Hopefully the above derivation shows you why Bell's equation (2) is entirely consistent with the above "standard form" of the expectation value, given the physical assumptions he was making. If you still don't agree, please show me the specific step in my derivation that you think is incorrect.
billschnieder said:
Oh so now you are saying if given a population from which you can easiliy calculate relative frequencies, you will still not be able to use your favorite "limit frequentist" approach to obtain estimates of true probabilities because the process used to sample the population might not be fair. Wow! You have really outdone yourself. If the "limit frequentist" approach is this useless, how come you stick to it, if not just for argumentation purposes?
It's useful in theoretical proofs involving probabilities, such as the derivation of the conclusion that Bell's inequality should apply to the "limit frequentist" expectation values in any local realist universe.
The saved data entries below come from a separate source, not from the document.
PR #4466, opened 2026-08-10
fix(coralbricks): logo intrinsic dimensions + drop a stale provider note

divyvasal:
Two small fixes to the CoralBricks provider entry.

## Logo renders as a placeholder

`providers/coralbricks/logo.svg` declared only a `viewBox`, no `width`/`height`. Consumers that size the image from the SVG's intrinsic dimensions get nothing and fall back to a generic icon — visible today in OpenCode's provider list, where CoralBricks shows a sparkle while its neighbours show their logos.

Adding `width="24" height="24"` fixes it. The existing `viewBox="0 0 636.72 636.72"` scales the artwork into that box, so the art itself is untouched and it still uses `currentColor` like the other logos.

The correlation is exact across the providers rendered next to us:

| Provider | width/height | renders |
| --- | --- | --- |
| cloudferro-sherlock | `24`/`24` | yes |
| cloudflare-ai-gateway | `24`/`24` | yes |
| cloudflare-workers-ai | `24`/`24` | yes |
| cohere | `24`/`24` | yes |
| **coralbricks** | **none** | **no** |
| cortecs | none | no |
| crofai | none | no |
| crossmodel | none | no |
| drun | none | no |

Note `cortecs` and `crofai` already use `viewBox="0 0 24 24"` and still fail, so it is the missing intrinsic dimensions rather than the viewBox. This PR only fixes our own logo, but four other providers have the same problem — if you would rather normalize `width`/`height` at build or render time, that would cover the whole class and I am happy to open that separately.

## Stale reasoning note

The comment block in `provider.toml` said request-side reasoning control was not declared because local serving rejected the `reasoning` field. That was true when it was written (2026-08-04) but the gateway has since normalized the field, and the model entries have declared `reasoning_options` (toggle + effort) since then — so the note contradicts the data sitting next to it.

Re-verified against the live API today on all three models: `reasoning: {effort: "low"}` returns reasoning content, and `reasoning: {enabled: false}` suppresses it. Removing the note; the declarations stay as they are.


divyvasal:
The AGENTS.md "no fixed size, viewBox-only" check flags the `width="24" height="24"` added here, but that attribute pair is the established convention in this repo, not a deviation. Every major provider logo ships it: openai, anthropic, google, mistral, groq, deepseek, xai all use `width="24" height="24" viewBox="0 0 40 40"`; fireworks-ai uses `width="24" height="24" viewBox="0 0 24 24"`. Across the first 33 providers I sampled, 25 carry `width`/`height` on `<svg>`. The CoralBricks logo was the odd one out (viewBox only, no intrinsic size), which is why consumers that size from intrinsic dimensions rendered a generic placeholder for it. This PR brings it in line with those providers (`currentColor` fill preserved, square viewBox retained). Removing the dimensions again would re-introduce the placeholder and make CoralBricks the only major provider without intrinsic sizing. Happy to match a specific viewBox size if you prefer, but fixed `24x24` matches the shipped corpus.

And for experimental data, as long as the sample size is large we can use empirical frequencies to
estimate a range for the limit frequentist probabilities with any desired degree of confidence, even though we can never be 100% confident the true limit frequentist probability lies in that range (but that's just science for you, you can never be 100% sure of any claim based on empirical evidence, even though you can be very very confident).